__INSTRUCTIONS TO FOLLOW__. An exact transcription of the lines below, from the first through the one containing "As part of the", is the only output wanted.

(Stored data entries)

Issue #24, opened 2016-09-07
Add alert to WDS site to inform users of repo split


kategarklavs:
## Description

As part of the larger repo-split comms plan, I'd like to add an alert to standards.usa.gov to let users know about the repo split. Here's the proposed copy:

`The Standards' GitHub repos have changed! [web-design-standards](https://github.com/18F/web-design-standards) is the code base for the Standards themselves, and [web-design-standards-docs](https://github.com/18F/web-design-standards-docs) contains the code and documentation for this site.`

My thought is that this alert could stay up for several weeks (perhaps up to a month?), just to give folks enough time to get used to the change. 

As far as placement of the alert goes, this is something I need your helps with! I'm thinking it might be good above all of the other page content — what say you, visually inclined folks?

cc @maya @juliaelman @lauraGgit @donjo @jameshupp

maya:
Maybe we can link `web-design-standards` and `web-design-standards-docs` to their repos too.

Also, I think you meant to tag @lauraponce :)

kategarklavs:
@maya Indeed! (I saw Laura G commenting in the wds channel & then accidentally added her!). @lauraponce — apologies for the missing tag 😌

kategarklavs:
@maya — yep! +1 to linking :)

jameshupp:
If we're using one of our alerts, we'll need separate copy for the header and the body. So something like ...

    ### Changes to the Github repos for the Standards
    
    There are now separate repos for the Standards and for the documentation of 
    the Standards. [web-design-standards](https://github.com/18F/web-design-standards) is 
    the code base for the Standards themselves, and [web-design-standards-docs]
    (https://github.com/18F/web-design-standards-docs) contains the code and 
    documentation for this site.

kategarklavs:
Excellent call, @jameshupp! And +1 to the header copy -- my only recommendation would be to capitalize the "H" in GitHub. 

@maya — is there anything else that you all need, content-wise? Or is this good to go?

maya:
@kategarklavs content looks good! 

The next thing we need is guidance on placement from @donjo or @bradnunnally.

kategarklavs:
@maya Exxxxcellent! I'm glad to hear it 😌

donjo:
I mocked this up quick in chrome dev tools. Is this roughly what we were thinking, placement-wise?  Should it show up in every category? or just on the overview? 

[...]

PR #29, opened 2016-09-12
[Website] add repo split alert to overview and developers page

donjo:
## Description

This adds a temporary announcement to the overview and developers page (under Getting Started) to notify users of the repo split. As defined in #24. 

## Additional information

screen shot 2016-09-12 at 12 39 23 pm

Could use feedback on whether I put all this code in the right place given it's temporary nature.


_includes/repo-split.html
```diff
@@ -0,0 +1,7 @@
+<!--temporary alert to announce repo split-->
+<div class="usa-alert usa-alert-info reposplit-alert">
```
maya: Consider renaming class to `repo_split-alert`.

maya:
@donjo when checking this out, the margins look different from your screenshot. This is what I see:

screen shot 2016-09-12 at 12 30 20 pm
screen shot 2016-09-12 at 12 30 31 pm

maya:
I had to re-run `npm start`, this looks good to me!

__PROBLEM SOLUTION__.
Issue #24, opened 2016-09-07
Add alert to WDS site to inform users of repo split


kategarklavs:
## Description

As part of the larger repo-split comms plan, I'd like to add an alert to standards.usa.gov to let users know about the repo split. Here's the proposed copy:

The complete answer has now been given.